Kyrgyzstani feminist and gender studies scholarship, as well as activist network, have been quite prolific in publishing results of grant-based research, as part of the development agenda on gender in post-Soviet countries. There is literature on women in Kyrgyz economy, women and their political and social rights, bride kidnapping, Islam and gender in Kyrgyzstan. However, the vast majority of these studies paints a picture of a binary opposition between the presumably archaic or traditional gender discourses (usually related to Islam) and modernized Western-style emancipation of women from the 'universal' patriarchal system, with the in-betweenness of the Soviet period that was half-traditional and half-modern.

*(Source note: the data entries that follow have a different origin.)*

PR #257, opened 2023-01-10
Fix idb importer

dwarfyresearch:


lib/Model/Pass/FixModel.cpp
```diff
@@ -31,6 +31,21 @@ void model::fixModel(TupleTree<model::Binary> &Model) {
       }
     }
 
+    // Filter out empty arrays.
+    bool IsEmptyArray = false;
+    for (const model::QualifiedType &QT : T->edges()) {
+      auto IsArray = [](const model::Qualifier &Q) {
+        return Q.Kind() == model::QualifierKind::Array;
```
aleclearmind, line 64: You can check size right in here and simplify the code.

lib/Model/Pass/FixModel.cpp
```diff
@@ -31,6 +31,21 @@ void model::fixModel(TupleTree<model::Binary> &Model) {
...
+      };
+      auto Iterator = llvm::find_if(QT.Qualifiers(), IsArray);
+      if (Iterator != QT.Qualifiers().end() and !Iterator->Size()) {
+        ToDrop.insert(T.get());
```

The paper proposes that Kyrgyzstani scholarship lacks critical reflection and analysis of this self-colonising practice, where Kyrgyz feminists and activists become a kind of 'native' informant or agent of Western feminist imperialism. Rarely do gender scholars in Central Asia question whether the main subject matter of gender studies research in Kyrgyzstan being bride kidnapping, in Kazakhstan - institute of toqals, in Uzbekistan - the self-immolation of women, and in Tajikistan/Turkmenistan - that of arranged marriages, is an example of Orientalist cliches about Central Asia, or in this case - of self-Orientalization by Central Asian feminist scholarship. Majority of gender studies in the region remains strictly developmental in logic with a straight vector teleology of progressive movement from 'backwards' tradition to Soviet half-tradition/half-modernity to idealised Western model of female emancipation.
This paper aims to provide a meta-analysis of "feminist" subjectivities in Kyrgyzstan based on the study of an interplay between the 'colonised' and 'coloniser' feminist subjectivities, and by engaging with feminist epistemologies both Western and decolonial.